=== Begin Enclosure ===
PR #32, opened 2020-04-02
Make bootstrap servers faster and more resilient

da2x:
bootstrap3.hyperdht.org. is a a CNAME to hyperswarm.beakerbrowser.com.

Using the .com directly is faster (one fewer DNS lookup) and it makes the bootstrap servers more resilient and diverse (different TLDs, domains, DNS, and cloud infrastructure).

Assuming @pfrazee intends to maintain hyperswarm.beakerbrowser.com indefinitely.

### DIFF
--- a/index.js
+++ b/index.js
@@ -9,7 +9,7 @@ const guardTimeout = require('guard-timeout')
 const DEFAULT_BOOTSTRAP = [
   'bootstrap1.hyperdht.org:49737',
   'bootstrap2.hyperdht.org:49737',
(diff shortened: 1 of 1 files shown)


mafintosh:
=== End Enclosure ===
[WHAT YOU NEED TO DO] List, from the entries above, every line in which the word "beakerbrowser" shows up.

[SOLUTION TO THIS TASK]
bootstrap3.hyperdht.org. is a a CNAME to hyperswarm.beakerbrowser.com.
Assuming @pfrazee intends to maintain hyperswarm.beakerbrowser.com indefinitely.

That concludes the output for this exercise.